Word for word, copy each record that comes after this.

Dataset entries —
BEGIN

Issue #472, opened 2023-08-23
Support serializing and deserializing a UDP DTLS connection


oursland:
DTLS connections can have their states marshalled for storage and unmarshalled to restore the connection.  Supporting this would permit a user to maintain long-term CoAP connections without the need to for renegotiating the DTLS handshakes, improving performance particularly over unreliable and high latency networks such as LPWAN and cellular.

The underlying functionality to support this provided by the following functions from `pion/dtls`:

* [Conn.Export()](https://pkg.go.dev/github.com/pion/dtls#Conn.Export) to export the [State](https://pkg.go.dev/github.com/pion/dtls#State)
* [State.MarshallBinary()](https://pkg.go.dev/github.com/pion/dtls#State.MarshalBinary) to marshall the State to a binary object
* [State.UnmarshallBinary()](https://pkg.go.dev/github.com/pion/dtls#State.UnmarshalBinary) to unmarshall the binary to a new State object
* [Conn.Resume()](https://pkg.go.dev/github.com/pion/dtls#Resume) to resume a DTLS connection

hasheddan:
@oursland thanks for opening! This is on my radar as well 👍🏻 I recently added Connection ID support in `pion/dtls` and have a branch that should be ready by the end of this week to support in `go-coap` (#467). Are you planning to work on resuming connections or are you looking for someone else to pick it up? Happy to collaborate either way :)

PR #473, opened 2023-08-24
Add support for DTLS 1.2 Connection IDs

### LINKED ISSUE #467: Consume `pion/dtls` connection ID support
I have been working on implementing [DTLS 1.2 Connection ID](https://datatracker.ietf.org/doc/html/rfc9146) support in `pion/dtls` (https://github.com/pion/dtls/pull/558). It is close to landing, at which point I would like to start integrating the updates into `plgd-dev/go-coap` as soon as possible. This issue tracks consuming the new functionality.

hasheddan:
Updates pion/dtls dependency to bring in support for DTLS 1.2 Connection IDs.

Fixes #467


jkralik:
Nice. Is it possible to extend the example by resuming the connection?

hasheddan (commented):
@jkralik absolutely 👍🏻 will get this updated once the referenced PR in the `replace` statement is merged!

examples/dtls/cid/server/main.go
```diff
@@ -0,0 +1,92 @@
...
+}
+
+// wrappedListener wraps a net.Listener and implements a go-coap DTLS
+// server.Listener.
+// NOTE: this utility is for example purposes only. Context should be handled
+// properly in meaningful scenarios.
+type wrappedListener struct {
+	l      net.Listener
+	closed atomic.Bool
+}
```
hasheddan, line 50: @jkralik I'm not sure if there is appetite to do so, but I would be interested in `go-coap` defining a common `ContextListener` and utility wrappers to allow for the passing of `net.Listener`. For now, consumers of this functionality will need to use a custom listener as demonstrated in this example.

hasheddan (commented):
@jkralik updated with examples, as well as logs and a capture of the behavior 👍🏻

examples/dtls/cid/server/main.go
hasheddan: > But one thing - Has handshaking been moved to Conn.Read/Write from listener.Accept? If not, we need to incorporate it with https://github.com/plgd-dev/go-coap/blob/master/net/dtlslistener.go#L37.

@jkralik I'm not sure I'm following your suggestion here. Handshaking has not moved -- from the perspective of the existing `DTLSListener` nothing has changed. In fact, setting the `connectionIDGenerator` on the `pion/dtls` config passed to `NewDTLSListener` would enable connection ID support. The issue is that the underlying `pion/transport/udp` package [being used](https://github.com/plgd-dev/go-coap/blob/12f9eb2affdaa01ec1a7c64cef4b3dad41f39241/net/dtlslistener.go#L95) does not support routing based on Connection ID. A replacement has been introduced in https://github.com/pion/dtls/tree/master/internal/net/udp, which is in `internal` for now so that it can be iterated upon prior to folks taking a direct dependency on its API. It can be consumed by using the [`pion/dtls.Listen` function](https://github.com/pion/dtls/blob/609e5bee6eb0269574fed9f5d50127fdb360b846/listener.go#L16).

I do think it would be good for the functionality to become the default in `go-coap`, but right now the `DTLSListener` is restrictive about the behavior it allows (anecdotally, we use a different implementation of the `DTLSListener` internally so introduce additional functionality). This PR maintains the existing `go-coap` functionality, while also demonstrating how a consumer can provide their own listener for custom functionality (including connection IDs).

It seems like previously the `pion/dtls.Listener` was [used](https://github.com/plgd-dev/go-coap/pull/379/files#diff-aaa722ddf89aaefa433bb78b18f5e8f69544665651b12bfa78d1e6dc57a2f1a6L42), but then was moved away from in order to introduce parallel handshakes. My understanding of this functionality is that the `DTLSListener` essentially just continuously accepts connections so that the handshake can begin and complete, perhaps before the DTLS `Server` calls `AcceptWithContext()`. It seems the major blocker from using the `pion/dtls.Listener` is the [starting of the `pion/dtls.Server` [in a go pool](https://github.com/plgd-dev/go-coap/blob/12f9eb2affdaa01ec1a7c64cef4b3dad41f39241/net/dtlslistener.go#L123). My question is whether this could be functionality introduced in `pion/dtls` instead (i.e. stop blocking `Accept()` on completion of the handshake), which would allow `go-coap` to treat the DTLS listener as just a `net.Listener` (with the generic wrapping to support context handling).

hasheddan: (Note: this is what I would like to do long term, but the changes in this PR enable folks to implement custom behavior to enable connection ID support, while keeping the previous behavior of `go-coap` unchanged when using the provided `DTLSListener` implementation. This feels like a good intermediate step to me as it does not introduce any breaking changes in `go-coap`, but I am open to discussion and happy to explore other avenues as well!)

go.mod
```diff
@@ -5,8 +5,8 @@ go 1.18
 require (
```
hasheddan, line 5: Looks like linter is stuck on `replace` statement, but it has been removed and required functionality has been merged upstream 👍🏻

examples/dtls/cid/server/main.go
jkralik: > It seems like previously the pion/dtls.Listener was [used](https://github.com/plgd-dev/go-coap/pull/379/files#diff-aaa722ddf89aaefa433bb78b18f5e8f69544665651b12bfa78d1e6dc57a2f1a6L42), but then was moved away from in order to introduce parallel handshakes. My understanding of this functionality is that the DTLSListener essentially just continuously accepts connections so that the handshake can begin and complete, perhaps before the DTLS Server calls AcceptWithContext(). It seems the major blocker from using the pion/dtls.Listener is the [starting of the pion/dtls.Server [in a go pool](https://github.com/plgd-dev/go-coap/blob/12f9eb2affdaa01ec1a7c64cef4b3dad41f39241/net/dtlslistener.go#L123). My question is whether this could be functionality introduced in pion/dtls instead (i.e. stop blocking Accept() on completion of the handshake), which would allow go-coap to treat the DTLS listener as just a net.Listener (with the generic wrapping to support context handling).

There is a discussion (https://github.com/pion/dtls/issues/279) about moving the handshake, as it is in the `golang/crypto` package, to the `Read/Write` functions.

I agree with you; we can proceed step by step.

jkralik (approved):

jkralik:
Thx for contribution :).

jkralik:
resolves #472

nicgirault:
@jkralik your last comment mark #472 as resolved but the issue is still opened. Is serializing and deserializing a UDP DTLS connection functional?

END

Solution to this task —
Issue #472, opened 2023-08-23
Support serializing and deserializing a UDP DTLS connection


oursland:
DTLS connections can have their states marshalled for storage and unmarshalled to restore the connection.  Supporting this would permit a user to maintain long-term CoAP connections without the need to for renegotiating the DTLS handshakes, improving performance particularly over unreliable and high latency networks such as LPWAN and cellular.

The underlying functionality to support this provided by the following functions from `pion/dtls`:

* [Conn.Export()](https://pkg.go.dev/github.com/pion/dtls#Conn.Export) to export the [State](https://pkg.go.dev/github.com/pion/dtls#State)
* [State.MarshallBinary()](https://pkg.go.dev/github.com/pion/dtls#State.MarshalBinary) to marshall the State to a binary object
* [State.UnmarshallBinary()](https://pkg.go.dev/github.com/pion/dtls#State.UnmarshalBinary) to unmarshall the binary to a new State object
* [Conn.Resume()](https://pkg.go.dev/github.com/pion/dtls#Resume) to resume a DTLS connection

hasheddan:
@oursland thanks for opening! This is on my radar as well 👍🏻 I recently added Connection ID support in `pion/dtls` and have a branch that should be ready by the end of this week to support in `go-coap` (#467). Are you planning to work on resuming connections or are you looking for someone else to pick it up? Happy to collaborate either way :)

PR #473, opened 2023-08-24
Add support for DTLS 1.2 Connection IDs

### LINKED ISSUE #467: Consume `pion/dtls` connection ID support
I have been working on implementing [DTLS 1.2 Connection ID](https://datatracker.ietf.org/doc/html/rfc9146) support in `pion/dtls` (https://github.com/pion/dtls/pull/558). It is close to landing, at which point I would like to start integrating the updates into `plgd-dev/go-coap` as soon as possible. This issue tracks consuming the new functionality.

hasheddan:
Updates pion/dtls dependency to bring in support for DTLS 1.2 Connection IDs.

Fixes #467


jkralik:
Nice. Is it possible to extend the example by resuming the connection?

hasheddan (commented):
@jkralik absolutely 👍🏻 will get this updated once the referenced PR in the `replace` statement is merged!

examples/dtls/cid/server/main.go
```diff
@@ -0,0 +1,92 @@
...
+}
+
+// wrappedListener wraps a net.Listener and implements a go-coap DTLS
+// server.Listener.
+// NOTE: this utility is for example purposes only. Context should be handled
+// properly in meaningful scenarios.
+type wrappedListener struct {
+	l      net.Listener
+	closed atomic.Bool
+}
```
hasheddan, line 50: @jkralik I'm not sure if there is appetite to do so, but I would be interested in `go-coap` defining a common `ContextListener` and utility wrappers to allow for the passing of `net.Listener`. For now, consumers of this functionality will need to use a custom listener as demonstrated in this example.

hasheddan (commented):
@jkralik updated with examples, as well as logs and a capture of the behavior 👍🏻

examples/dtls/cid/server/main.go
hasheddan: > But one thing - Has handshaking been moved to Conn.Read/Write from listener.Accept? If not, we need to incorporate it with https://github.com/plgd-dev/go-coap/blob/master/net/dtlslistener.go#L37.

@jkralik I'm not sure I'm following your suggestion here. Handshaking has not moved -- from the perspective of the existing `DTLSListener` nothing has changed. In fact, setting the `connectionIDGenerator` on the `pion/dtls` config passed to `NewDTLSListener` would enable connection ID support. The issue is that the underlying `pion/transport/udp` package [being used](https://github.com/plgd-dev/go-coap/blob/12f9eb2affdaa01ec1a7c64cef4b3dad41f39241/net/dtlslistener.go#L95) does not support routing based on Connection ID. A replacement has been introduced in https://github.com/pion/dtls/tree/master/internal/net/udp, which is in `internal` for now so that it can be iterated upon prior to folks taking a direct dependency on its API. It can be consumed by using the [`pion/dtls.Listen` function](https://github.com/pion/dtls/blob/609e5bee6eb0269574fed9f5d50127fdb360b846/listener.go#L16).

I do think it would be good for the functionality to become the default in `go-coap`, but right now the `DTLSListener` is restrictive about the behavior it allows (anecdotally, we use a different implementation of the `DTLSListener` internally so introduce additional functionality). This PR maintains the existing `go-coap` functionality, while also demonstrating how a consumer can provide their own listener for custom functionality (including connection IDs).

It seems like previously the `pion/dtls.Listener` was [used](https://github.com/plgd-dev/go-coap/pull/379/files#diff-aaa722ddf89aaefa433bb78b18f5e8f69544665651b12bfa78d1e6dc57a2f1a6L42), but then was moved away from in order to introduce parallel handshakes. My understanding of this functionality is that the `DTLSListener` essentially just continuously accepts connections so that the handshake can begin and complete, perhaps before the DTLS `Server` calls `AcceptWithContext()`. It seems the major blocker from using the `pion/dtls.Listener` is the [starting of the `pion/dtls.Server` [in a go pool](https://github.com/plgd-dev/go-coap/blob/12f9eb2affdaa01ec1a7c64cef4b3dad41f39241/net/dtlslistener.go#L123). My question is whether this could be functionality introduced in `pion/dtls` instead (i.e. stop blocking `Accept()` on completion of the handshake), which would allow `go-coap` to treat the DTLS listener as just a `net.Listener` (with the generic wrapping to support context handling).

hasheddan: (Note: this is what I would like to do long term, but the changes in this PR enable folks to implement custom behavior to enable connection ID support, while keeping the previous behavior of `go-coap` unchanged when using the provided `DTLSListener` implementation. This feels like a good intermediate step to me as it does not introduce any breaking changes in `go-coap`, but I am open to discussion and happy to explore other avenues as well!)

go.mod
```diff
@@ -5,8 +5,8 @@ go 1.18
 require (
```
hasheddan, line 5: Looks like linter is stuck on `replace` statement, but it has been removed and required functionality has been merged upstream 👍🏻

examples/dtls/cid/server/main.go
jkralik: > It seems like previously the pion/dtls.Listener was [used](https://github.com/plgd-dev/go-coap/pull/379/files#diff-aaa722ddf89aaefa433bb78b18f5e8f69544665651b12bfa78d1e6dc57a2f1a6L42), but then was moved away from in order to introduce parallel handshakes. My understanding of this functionality is that the DTLSListener essentially just continuously accepts connections so that the handshake can begin and complete, perhaps before the DTLS Server calls AcceptWithContext(). It seems the major blocker from using the pion/dtls.Listener is the [starting of the pion/dtls.Server [in a go pool](https://github.com/plgd-dev/go-coap/blob/12f9eb2affdaa01ec1a7c64cef4b3dad41f39241/net/dtlslistener.go#L123). My question is whether this could be functionality introduced in pion/dtls instead (i.e. stop blocking Accept() on completion of the handshake), which would allow go-coap to treat the DTLS listener as just a net.Listener (with the generic wrapping to support context handling).

There is a discussion (https://github.com/pion/dtls/issues/279) about moving the handshake, as it is in the `golang/crypto` package, to the `Read/Write` functions.

I agree with you; we can proceed step by step.

jkralik (approved):

jkralik:
Thx for contribution :).

jkralik:
resolves #472

nicgirault:
@jkralik your last comment mark #472 as resolved but the issue is still opened. Is serializing and deserializing a UDP DTLS connection functional?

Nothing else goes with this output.